Mientras que el tiempo pasa y la oposición no define candidato, sin contar con algún personaje de corte político o ciudadano que despunte como alternativa, la verdadera competencia electoral por la Presidencia de la República en 2024 se juega dentro de Morena en este año que corre. Quien triunfe al interior, ganará afuera, parecen insistir las distintas encuestas. Estaríamos frente a una final adelantada, dirían los cronistas deportivos.

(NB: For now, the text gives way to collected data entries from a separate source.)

PR #246, opened 2022-08-05
Pass env var to CLI2 to hide upgrade warning

matteodepalo:

Fixes https://github.com/Shopify/shopify-cli-planning/issues/343

We need to tell CLI2 that upgrade messages can be ingnored when we execute it from CLI3

Pass an env var to CLI2 which it will use to hide the message.

### DIFF
--- a/packages/cli-kit/src/node/ruby.ts
+++ b/packages/cli-kit/src/node/ruby.ts
@@ -9,7 +9,7 @@ import {AdminSession} from '../session.js'
 import {content, token} from '../output.js'
 import {Writable} from 'node:stream'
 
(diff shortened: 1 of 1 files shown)


matteodepalo:
We could still merge this but it wouldn't have any effect until the release happens in shopify-cli 🤔 It's theoretically not blocking but merging it later might make it easier to report the change.

isaacroldan (approved):

matteodepalo:
Let's wait then so we can merge this and close the main issue.

matteodepalo:
Thank you!

PR #247, opened 2022-08-05
Expand command analytics

shauns:

Fixes https://github.com/Shopify/shopify-cli-planning/issues/274

- [x] Update the monorail topic name
- [x] Track `cmd_all`, `cmd_extensions`, `cmd_scaffold`, `app`, `env` topics
- [x] Change metadata tracking to be behind a catch-all by default

### How to test your changes?

Run with `--verbose`, take a look at the analytics payload. Particularly scaffold extension.


shauns:
Keeping draft until Monorail changes land.

packages/cli-kit/src/node/node-package-manager.test.ts
```diff
@@ -43,12 +43,23 @@ describe('packageManagerUsedForCreating', () => {
...
+    const env = {npm_config_user_agent: 'npm'}
+
+    // When
+    const got = packageManagerUsedForCreating(env)
+
+    // Then
+    expect(got).toBe('npm')
+  })
+
   it('returns npm when the package manager cannot be detected', () => {
```
isaacroldan, line 57:
```suggestion
  it('returns unknown when the package manager cannot be detected', () => {
```

packages/cli-kit/src/analytics.test.ts
```diff
@@ -61,11 +64,12 @@ describe('event tracking', () => {
         storeFqdn: 'domain1',
         directory: '/cached',
       })
-      start({command, args, currentTime: currentDate.getTime() - 100})
+      await start({command, args, currentTime: currentDate.getTime() - 100})
 
       // When
       const config = {
         runHook: vi.fn().mockResolvedValue({successes: [], failures: []}),
+        plugins: [],
```
isaacroldan, line 72: should we add some plugins to the test to validate that they are added to the payload?

packages/app/src/cli/commands/app/scaffold/extension.ts
```diff
@@ -64,27 +67,43 @@ export default class AppScaffoldExtension extends Command {
...
-      extensionFlavor,
+      extensionFlavor: flags.template,
       directory: path.join(directory, 'extensions'),
     })
 
+    const {extensionType, extensionFlavor} = promptAnswers
+    await metadata.addPublic(() => ({
+      cmd_scaffold_template_flavor: extensionFlavor,
+      cmd_scaffold_type: extensionType,
+      cmd_scaffold_type_family: extensionTypeCategory(extensionType),
```
isaacroldan, line 98: family vs category, should we use the same naming?

packages/app/src/cli/models/app/loader.ts
```diff
@@ -66,14 +67,20 @@ class AppLoader {
     const configuration = await this.parseConfigurationFile(AppConfigurationSchema, configurationPath)
     const extensionsPath = path.join(this.appDirectory, `${blocks.extensions.directoryName}`)
     const dotenv = await this.loadDotEnv()
-    const functions = await this.loadFunctions(extensionsPath)
-    const uiExtensions = await this.loadUIExtensions(extensionsPath)
-    const themeExtensions = await this.loadThemeExtensions(extensionsPath)
+    const {functions, usedCustomLayout: usedCustomLayoutForFunctionExtensions} = await this.loadFunctions(
+      extensionsPath,
+    )
```
isaacroldan, line 72: what is the custom layout? isn't always false?

packages/cli-kit/src/environment/local.ts
```diff
@@ -90,3 +95,37 @@ export async function hasGit(): Promise<boolean> {
     return false
   }
 }
+
+/**
+ * Gets info on the CI platform the CLI is running on, if applicable
+ */
+export function ciPlatform(env = process.env): {isCI: true; name: string} | {isCI: false; name?: undefined} {
+  if (isTruthy(env.CI)) {
```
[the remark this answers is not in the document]
shauns: It's a standard

packages/app/src/cli/commands/app/scaffold/extension.ts
```diff
@@ -64,27 +67,43 @@ export default class AppScaffoldExtension extends Command {
 
   public async run(): Promise<void> {
     const {flags} = await this.parse(AppScaffoldExtension)
+
+    await metadata.addPublic(() => ({
+      cmd_scaffold_required_auth: false,
+      cmd_scaffold_template_custom: flags['clone-url'] !== undefined,
+      cmd_scaffold_type_owner: '@shopify/app',
```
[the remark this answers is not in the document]
shauns: yes -- there's more notes in the instrumentation spreadsheet, but this one is for "who owned the extension type". they're all owned by `app` for now.

packages/app/src/cli/models/app/loader.ts
shauns: Right now it is, but it's due a change pretty soon -- we're likely to want to allow overriding the globs for the various extensions. It's better to have this field added and populated earlier, even if the value is consistent right now. There's a few bits like this where some fields are added because we have something due in the next couple of weeks.

packages/app/src/cli/commands/app/scaffold/extension.ts
shauns: good point!

isaacroldan (approved):

PR #252, opened 2022-08-08
Bug-fix: Eject early if unable to find backend

shauns:

Fixes https://github.com/Shopify/shopify-cli-planning/issues/350 

One-liner

### How to test your changes?

Dev an app with no backend

### DIFF
--- a/packages/app/src/cli/models/app/loader.ts
+++ b/packages/app/src/cli/models/app/loader.ts
@@ -328,6 +328,7 @@ async function getProjectType(webs: Web[]): Promise<'node' | 'php' | 'ruby' | un
     return
   } else if (backendWebs.length === 0) {
     output.debug('Unable to decide project type as no web backend')
+    return
   }
   const {directory} = backendWebs[0]
 


isaacroldan (approved):

packages/app/src/cli/models/app/loader.ts
```diff
@@ -346,6 +347,11 @@ async function getProjectType(webs: Web[]): Promise<'node' | 'php' | 'ruby' | un
...
 
 async function logMetadataForLoadedApp(app: App) {
-  const projectType = await getProjectType(app.webs)
-  metadata.addPublic({project_type: projectType})
+  try {
+    const projectType = await getProjectType(app.webs)
+    metadata.addPublic({project_type: projectType})
+    // eslint-disable-next-line no-catch-all/no-catch-all
+  } catch (error) {
+    output.debug(`Unable to logMetadataForLoadedApp ${error}`)
```
pepicrft, line 355: This would swallow legit bugs that we want to see reported to Bugsnag.

packages/app/src/cli/models/app/loader.ts
```diff
@@ -328,6 +328,7 @@ async function getProjectType(webs: Web[]): Promise<'node' | 'php' | 'ruby' | un
     return
   } else if (backendWebs.length === 0) {
     output.debug('Unable to decide project type as no web backend')
+    return
```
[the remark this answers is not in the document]
shauns: I'll put that on the other analytics ticket -- the change behind this line was moving some code around, not a new feature

packages/app/src/cli/models/app/loader.ts
shauns: It would, though not bugs we want to justify crashing for. Mentioned to Isaac, but will add something for doing soft-reporting to Bugsnag for these scenarios, where we can still proceed with execution. But not in this branch - got to get the fix out soon.

packages/app/src/cli/models/app/loader.ts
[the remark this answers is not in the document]
pepicrft: Note it's not a new feature but fixing an implementation that's not accurate.

packages/app/src/cli/models/app/loader.ts
pepicrft: It's not a big deal if we go ahead with merging this as it is, but I've seen projects taking this stance too far and turning many  the bugs into "not worth the crash". I'd lean on the side of letting errors happen and having the right systems in place (i.e. tests) to catch those early.

pepicrft (approved):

Ciertamente, las cosas pueden cambiar, pero también podrían mantenerse. Por eso es importante dar seguimiento a una competencia de la que podrá salir el o la próxima presidente de México. El punto central es imaginar qué pasa por la cabeza del Presidente López Obrador, cuál es su gran dilema, porque más allá de lo que dirán las próximas encuestas de Morena, será él quien definirá el nombre de su sucesor o sucesora. El reciente llamado a la unidad que realizó en Palacio Nacional confirma su principal preocupación: una posible fractura de su partido si elige mal al candidato, lo que pondría en riesgo incluso el triunfo de Morena en 2024 y la viabilidad del proyecto por el que ha luchado en las últimas décadas.
La decisión no parece fácil. Mejor dicho, resulta sumamente compleja. Es el dilema que han enfrentado a lo largo de toda la historia personajes reales o ficticios. Todo líder que aspire a que su proyecto político o legado de poder perdure se enfrenta a una disyuntiva existencial. En el caso de AMLO es: ¿quién garantiza la consolidación de la transformación política, social y económica que hemos iniciado? Esto va más allá de cuotas de poder, de partido o de género, y más allá de simpatías. Hay un cálculo político personal neto: ¿quién podrá consolidar la Cuarta Transformación?
Pareciera que López Obrador tendría en Adán Augusto López y Claudia Sheinbaum dos decisiones relativamente sencillas. Por su cercanía y por la confianza demostrada a lo largo de los años, estas dos opciones asegurarían la fidelidad que necesita la continuidad de su proyecto, sobre todo en sus bases ideológicas y puntos no negociables.
Sin embargo, la decisión más difícil y que definirá la sucesión en Morena es decirle que no a Marcelo Ebrard, sin duda el perfil más preparado para gobernar dentro de todos los precandidatos. Rechazar al mejor subiría el costo político de la decisión del presidente al menos por dos grandes razones.
Primera, y quizá la más obvia, es que la determinación puede generar una fractura al interior del movimiento si Ebrard no acepta el resultado y decide competir por otra opción política, lo que pondría en riesgo el propio triunfo de Morena. Segunda, y esto es central, porque el canciller es el único que podría romper la barrera de los 30 millones de votos obtenidos por AMLO en 2018, al atraer a un voto más proclive a la oposición, como el de las clases medias urbanas que apoyaron a AMLO en 2018 pero que han ido retirando su apoyo al primer mandatario. Ambos factores representan riesgos reales para perder la elección en 2024 por una previsible fuga de votos o el impedimento para atraer un sufragio más diverso y numeroso que asegure el triunfo.
Un elemento de análisis que debe estar presente en la cabeza del Presidente durante sus largas noches en Palacio es que Ebrard no sólo suma votos, sino capacidad de ejecución y prestigio internacional, dos características que el próximo mandatario deberá reunir para poder consolidar a la 4T. El titular del Ejecutivo debe estar considerando algo de lo que se habla poco pero que es real: la cercanía del canciller con el político tabasqueño. Ebrard ha sido pieza fundamental en la construcción del proyecto de AMLO desde hace más de veinte años. En momentos buenos, pero sobre todo en los malos, el canciller ha estado ahí y, de los tres precandidatos, él es el único que ha sido sucesor ya probado de López Obrador, cuando fue Jefe de Gobierno de la Ciudad de México. Es un hecho demostrado que Marcelo puede dar continuidad a la visión de gobierno de López Obrador e introducir sus propias políticas progresistas con éxito, así como lo hizo en la capital del país entre 2006 y 2012.
Sin duda, el costo político de decirle que no a Ebrard sería sumamente alto para AMLO y su movimiento. Como el buen estratega electoral que es, el Presidente debe estar evaluando muy bien este escenario. Seguramente en la soledad de Palacio, con los espacios de reflexión que el poder otorga e inmerso en la majestuosidad de Palacio Nacional y el peso histórico de sus muros, López Obrador estará sopesando sobre quién será su sucesor o sucesora. La decisión aún no está tomada.